Three Ways to Improve the Performance of Real-Life Camera-Based Fall Detection Systems

1Thomas More Kempen, MOBILAB, Kleinhoefstraat 4, 2240 Geel, Belgium
2ESAT-PSI, KU Leuven, Leuven, Belgium
3DTAI, Department of Computer Science, KU Leuven, Leuven, Belgium
4EAVISE, KU Leuven Campus De Nayer, Sint-Katelijne-Waver, Belgium
5iMinds, Leuven, Belgium
6eMedia, Group T, KU Leuven Technology Campus, Leuven, Belgium
7ESAT-STADIUS, KU Leuven, Leuven, Belgium
8IMEC, Leuven, Belgium

Correspondence should be addressed to Glen Debard; eb.eromsamoht@drabed.nelg

Received 14 June 2017; Accepted 12 September 2017; Published 23 October 2017

Academic Editor: Stefano Stassi

Copyright © 2017 Glen Debard et al. This is an open access article distributed under the Creative Commons Attribution License, which permits unrestricted use, distribution, and reproduction in any medium, provided the original work is properly cited.

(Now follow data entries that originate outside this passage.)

PR #351, opened 2020-03-19
Fix docs slightly

white238:
Fix formatting and add note to another macro.

### DIFF
--- a/docs/api/code_check.rst
+++ b/docs/api/code_check.rst
@@ -44,8 +44,9 @@ all code checks from the working directory `CMAKE_BINARY_DIR`.  If you need more
 functionality you will need to call the individual code check macros yourself.
 
 .. note::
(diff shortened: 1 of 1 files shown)


docs/api/code_check.rst
```diff
@@ -43,6 +43,11 @@ The purpose of this macro is to enable all code checks in the default manner.  I
 all code checks from the working directory `CMAKE_BINARY_DIR`.  If you need more specific
 functionality you will need to call the individual code check macros yourself.
 
+.. note::
+  We recommend guarding your code checks against someone directly including your CMake project
```
kennyweiss: Suggestion: 

How about something like: 
> For library projects that may be included as a subproject of another code via CMake's ``add_subproject()``, we recommend guarding "code check" targets against being included in other codes.   ...

PR #356, opened 2020-04-21
Fix duplicate MPI link flag

white238:
The link flags were duplicating if you enabled Fortran and in CMake 3.14.5.  Also there was clearly a typo that no one was affected by.  This is a pretty obscure bug because most of the time these flags are the same between languages but for some reason in 3.14.5, MPI_C_LINK_FLAGS was empty while the other two were filled and that caused me to add it twice.


white238:
Nice, Azure tested this branch before I had finished writing the description...

PR #359, opened 2020-04-27
Add NVIDIA SDK path to the CUDA link flags

gzagaris:
# Summary

This commit adds the path to the NVDIA SDK libraries to the
CMAKE_CUDA_LINK_FLAGS. Moreover, it ensures that these
link flags are specified to the registered CUDA library that
is used with BLT.

This allows applications to link additional libraries that are supplied
with the NVIDIA SDK by listing them in the list of dependencies,
e.g., nvToolsExt, cublas, etc. In addition, CMAKE_CUDA_LINK_FLAGS
may also be specified in a host-config or at the command line and
those will now be correctly propagated and associated with
BLT's registered CUDA library.

### DIFF
--- a/azure-pipelines.yml
+++ b/azure-pipelines.yml
@@ -13,6 +13,7 @@ strategy:
       Compiler_ImageName: 'axom/tpls:gcc-7'
       C_COMPILER: '/usr/bin/gcc'
       CXX_COMPILER: '/usr/bin/g++'
+      CMAKE_BIN_DIR: '/home/axom/axom_tpls/gcc-7.3.0/cmake-3.9.6/bin'
       MPI_DIR: '/home/axom/axom_tpls/gcc-7.3.0/mpich-3.2.1'
       MPI_FLAGS: '-DENABLE_MPI=ON -DMPI_C_COMPILER=$(MPI_DIR)/bin/mpicc -DMPI_CXX_COMPILER=$(MPI_DIR)/bin/mpicxx -DMPIEXEC=$(MPI_DIR)/bin/mpiexec -DMPIEXEC_NUMPROC_FLAG=-n'
       CMAKE_FLAGS: '-DCMAKE_C_COMPILER=$(C_COMPILER) -DCMAKE_CXX_COMPILER=$(CXX_COMPILER) -DENABLE_GTEST_DEATH_TESTS=OFF $(MPI_FLAGS) -DENABLE_OPENMP=ON'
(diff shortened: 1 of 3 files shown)


gzagaris:
The `linux_gcc8` CI is failing because MPI is not found. Any ideas?

cmake/thirdparty/SetupCUDA.cmake
```diff
@@ -7,6 +7,15 @@
 # Sanity Checks
 ################################
 
+# Ensure CUDA_TOOLKIT_ROOT_DIR is specified, since it is needed 
+# by the call to find_packag(CUDA) below.
```
kennyweiss, line 11: Typo: `find_packag` -> `find_package`

cmake/thirdparty/SetupCUDA.cmake
```diff
@@ -7,6 +7,15 @@
...
+if (NOT DEFINED CUDA_TOOLKIT_ROOT_DIR)
+   message( FATAL_ERROR
+        "Please specifiy CUDA_TOOLKIT_ROOT_DIR to use CUDA" )
```
kennyweiss, line 14: Typo: `specifiy` -> `specify`

cmake/thirdparty/SetupCUDA.cmake
```diff
@@ -7,6 +7,15 @@
 # Sanity Checks
 ################################
 
+# Ensure CUDA_TOOLKIT_ROOT_DIR is specified, since it is needed 
+# by the call to find_packag(CUDA) below.
+if (NOT DEFINED CUDA_TOOLKIT_ROOT_DIR)
```
kennyweiss, line 12: Is `CUDA_TOOLKIT_ROOT_DIR` strictly necessary for cuda support?

Or could/should it be optional, and if it is present, we add `${CUDA_TOOLKIT_ROOT_DIR}/lib[64]` ?

I.e. was this always required, and this PR is adding a new check, or is this a new requirement?

gzagaris: For `find_package()` the way it is currently used, it is required. 

We are also relying on this for `clang-cuda`. 

I believe we were always requiring this, but not explicitly stating it.

That said, I think all this is now deprecated and no longer required. However, we seem to be stuck in a hybrid state where we use both the deprecated stuff and new CUDA Language support available with CMake, which gets confusing.

gzagaris: I guess if it is not broken, don't fix it....But, I'll submit an issue on this and when the opportunity arises this can be revamped quite a bit...

cmake/thirdparty/SetupCUDA.cmake
gzagaris: Done - Resolve and amended previous commit.

cmake/thirdparty/SetupCUDA.cmake
gzagaris: Done - Resolved and amended previous commit.

cmake/thirdparty/SetupCUDA.cmake
gzagaris: See #360

gzagaris:
Ok, I am not sure what the issue is with `Linux_gcc8` CI. 

After chatting with @white238 and trying a few things, I am now getting the following error:
```
docker: Error response from daemon: OCI runtime create failed: container_linux.go:349: starting container process caused "exec: \"/home/axom/axom_tpls/gcc-8.1.0/cmake-3.9.6/bin/cmake\": stat /home/axom/axom_tpls/gcc-8.1.0/cmake-3.9.6/bin/cmake: no such file or directory": unknown.
time="2020-04-28T03:55:20Z" level=error msg="error waiting for container: context canceled"

##[error]Bash exited with code '127'.
```

So, it looks like Azure was not able to load the image? 

This also appears to be one of the most recently updated and largest images we have (see https://hub.docker.com/r/axom/tpls/tags)

Does Azure have a time limit on how long it takes to download an image?

azure-pipelines.yml
```diff
@@ -22,7 +23,8 @@ strategy:
       Compiler_ImageName: 'axom/tpls:gcc-8'
       C_COMPILER: '/usr/bin/gcc'
       CXX_COMPILER: '/usr/bin/g++'
-      MPI_DIR: '/home/axom/axom_tpls/gcc-8.1.0/mpich-3.2.1'
+      CMAKE_BIN_DIR: '/home/axom/axom_tpls/gcc-8.1.0/cmake-3.10.1/bin'
+      MPI_DIR: '/home/axom/axom_tpls/gcc-8.1.0/mpich-3.3.2'
```
kennyweiss, line 27: Thanks for tracking this down @gzagaris !

PR #368, opened 2020-06-29
Support rocm 3.5

### LINKED ISSUE #366: HIP 3.5.0 support
Hip code doesn't build with rocm 3.5.0 without updating FindHIP on ubuntu.
I installed rocm 3.5.0 on ubuntu and tried to build RAJA with it, but it wouldn't work until I updated FindHIP in BLT.
I am still having an issue linking the BLT hip smoke test but that looks like an internal linker error and everything except the smoke test seemed to link.

MrBurmark:
Update FindHIP cmake from rocm 3.5. Fixes #366.

I've only tested compilation and linking with rocm 3.5 on ubuntu 20.04.

The hip smoke test appears to cause an internal error in the linker.

### DIFF
--- a/cmake/thirdparty/FindHIP/run_hipcc.cmake
+++ b/cmake/thirdparty/FindHIP/run_hipcc.cmake
@@ -32,12 +32,16 @@ set(HIP_HOST_COMPILER "@HIP_HOST_COMPILER@") # path
 set(CMAKE_COMMAND "@CMAKE_COMMAND@") # path
 set(HIP_run_make2cmake "@HIP_run_make2cmake@") # path
 set(HCC_HOME "@HCC_HOME@") #path
+set(HIP_CLANG_PATH "@HIP_CLANG_PATH@") #path
+set(HIP_CLANG_PARALLEL_BUILD_COMPILE_OPTIONS "@HIP_CLANG_PARALLEL_BUILD_COMPILE_OPTIONS@")
 
 @HIP_HOST_FLAGS@
 @_HIP_HIPCC_FLAGS@
 @_HIP_HCC_FLAGS@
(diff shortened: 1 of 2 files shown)


white238:
Side question are you guys seeing the quoted HIP includes on the compile line? possibly only on newish CMake versions?

MrBurmark:
@white238 yes, the new FIndHIP from this PR shouldn't have that problem anymore.

cmake/thirdparty/FindHIP/run_hipcc.cmake
```diff
@@ -32,26 +32,40 @@ set(HIP_HOST_COMPILER "@HIP_HOST_COMPILER@") # path
...
 set(HCC_HOME "@HCC_HOME@") #path
+set(HIP_CLANG_PATH "@HIP_CLANG_PATH@") #path
+set(HIP_CLANG_PARALLEL_BUILD_COMPILE_OPTIONS "@HIP_CLANG_PARALLEL_BUILD_COMPILE_OPTIONS@")
 
 @HIP_HOST_FLAGS@
 @_HIP_HIPCC_FLAGS@
 @_HIP_HCC_FLAGS@
+@_HIP_CLANG_FLAGS@
 @_HIP_NVCC_FLAGS@
-set(HIP_HIPCC_INCLUDE_ARGS "@HIP_HIPCC_INCLUDE_ARGS@") # list (needs to be in quotes to handle spaces properly)
```
MrBurmark, line 40: I believe this line was the culprit for quoted includes.

white238: That would do it.  CMake now (helpfully though backwards breaking) expects a list.

PR #385, opened 2020-08-05
Add shell script snippet from spack to handle multiple Python versions

### LINKED ISSUE #384: run-clang-format.py doesn't support differently-named Python interpreters
An approach similar to [the one used by Spack](https://github.com/spack/spack/blob/develop/bin/spack#L9-L22) would provide compatibility with Python executables not named `python`, e.g. `python3`, `python2`, `python2.7`, etc

joshessman-llnl:
This code is mostly from Spack, which itself is mostly from the linked StackOverflow question.

Resolves #384

### DIFF
--- a/cmake/run-clang-format.py
+++ b/cmake/run-clang-format.py
@@ -1,4 +1,18 @@
-#!/usr/bin/env python
+#!/bin/sh
+
+# This file is bilingual. The following shell code finds our preferred python.
+# Following line is a shell no-op, and starts a multi-line Python comment.
+# See https://stackoverflow.com/a/47886254
+""":"
+# prefer python3, then python, then python2
+for cmd in python3 python python2; do
+   command -v > /dev/null $cmd && exec $cmd $0 "$@"
+done
+echo "==> Error: run-clang-format could not find a python interpreter!" >&2
+exit 1
+":"""
+# Line above is a shell no-op, and ends a python multi-line comment.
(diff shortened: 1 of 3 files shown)


cmake/run-clang-format.py
```diff
@@ -1,4 +1,18 @@
-#!/usr/bin/env python
+#!/bin/sh
+
+# This file is bilingual. The following shell code finds our preferred python.
+# Following line is a shell no-op, and starts a multi-line Python comment.
+# See https://stackoverflow.com/a/47886254
+""":"
+# prefer python3, then python, then python2
+for cmd in python3 python python2; do
```
kennyweiss, line 8: Cool!  Will this run the script (up to) 3 times? Or does it somehow stop after the first success?

kennyweiss: Also, it would be good to check if this (still) works on Windows.

(It's not clear if it used to though).

joshessman-llnl: If there's a success, the `exec` shell builtin will destroy/overwrite the `sh` process with the Python process.

Windows doesn't use shebangs so it should just treat the [entire block](https://github.com/LLNL/blt/pull/385/files#diff-e622cd37cc768918c8027879b8bcdf07R1-R15) as a comment and use whatever version of Python has a file association configured for `.py` files.

PR #389, opened 2020-08-17
Remove CUDA PIE flag for PGI

davidbeckingsale:


cmake/thirdparty/SetupCUDA.cmake
```diff
@@ -121,6 +120,14 @@ else()
     set(CUDA_HOST_COMPILER ${CMAKE_C_COMPILER})
 endif()
 
+# Set PIE options to empty for PGI since it doesn't understand -fPIE This
+# option is set in the CUDA toolchain file so must be unset after
+# enable_language(CUDA)
```
white238, line 125: How would a user know to do this?  Can you instead remove the -fPIE from a flag from some variable instead?

davidbeckingsale: I couldn't find another way to do this. It's because the toolchain sets it that makes it hard to undo.

white238: We also call enable_language(CUDA) in this file... can this be handled without user intervention? I just have no idea how people are supposed to know to do this.

davidbeckingsale: I'm not sure I understand. This doesn't require user intervention - if they enable CUDA and are using PGI, this change ensures that option ends up empty.

white238: OH! i read that comment the wrong way.. i thought you were implying the user must unset this variable ....

davidbeckingsale:
I'll add a host-config in a bit

host-configs/llnl/blueos_3_ppc64le_ib_p9/pgi@20.4_nvcc.cmake
```diff
@@ -0,0 +1,23 @@
...
+# other BLT Project Developers. See the top-level COPYRIGHT file for details
+# 
+# SPDX-License-Identifier: (BSD-3-Clause)
+
+#------------------------------------------------------------------------------
+# Example host-config file for using PGI and CUDA
+#------------------------------------------------------------------------------
+set (CMAKE_CXX_COMPILER "/usr/tce/packages/pgi/pgi-20.4/bin/pgc++" CACHE PATH "")
+set (CMAKE_C_COMPILER "/usr/tce/packages/pgi/pgi-20.4/bin/pgcc" CACHE PATH "")
+
```
white238, line 11: 👍

PR #392, opened 2020-08-25
Add a hostconfig that uses CUDA + C++17

joshessman-llnl:
This hostconfig was generated for https://github.com/LLNL/serac using the updated BLT in #387 .


white238:
@joshessman-llnl  thanks for all the help today but we don't want to encourage using the use of mvapich on blueos.  I added a tweaked version of this to #393 . So I'm going to close this PR.

PR #4265, opened 2023-09-28
fix(mobile): reduce server version api calls

shenlong-tanwen:
#### Changes made in this PR:

- The server version number is only used in the app server info box and home page app bar. However, the `getServerVersion` was getting called on each bottom tab switch resulting in unnecessary calls to the server each time a tab was switched. This PR reduces this to only fetch the server version when the user navigates to the home page / timeline. 

> [!NOTE]  
> We can also entirely remove this call from tab navigation. The server info calls are also sent on app start, app resumes and during backups which should be more than sufficient for the actual usage value it has.

- The sharing page's top button did not have any top padding set.  Updated them to use the same padding as the one used in the library page to make them consistent

Before | After
:-: | :-:
Before | After

### DIFF
--- a/mobile/lib/modules/album/views/sharing_page.dart
+++ b/mobile/lib/modules/album/views/sharing_page.dart
@@ -117,6 +117,7 @@ class SharingPage extends HookConsumerWidget {
         padding: const EdgeInsets.only(
           left: 12.0,
           right: 12.0,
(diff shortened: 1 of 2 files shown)


jrasm91 (approved):
Nice!

alextran1502 (approved):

More than thirty percent of persons over 65 years fall at least once a year and are often not able to get up again. Camera-based fall detection systems can help by triggering an alarm when falls occur. Previously we showed that real-life data poses significant challenges, resulting in high false alarm rates. Here, we show three ways to tackle this. First, using a particle filter combined with a person detector increases the robustness of our foreground segmentation, reducing the number of false alarms by 50%. Second, selecting only nonoccluded falls for training further decreases the false alarm rate on average from 31.4 to 26 falls per day. But, most importantly, this improvement is also shown by the doubling of the AUC of the precision-recall curve compared to using all falls. Third, personalizing the detector by adding several days containing only normal activities, no fall incidents, of the monitored person to the training data further increases the robustness of our fall detection system. In one case, this reduced the number of false alarms by a factor of 7 while in another one the sensitivity increased by 17% for an increase of the false alarms of 11%.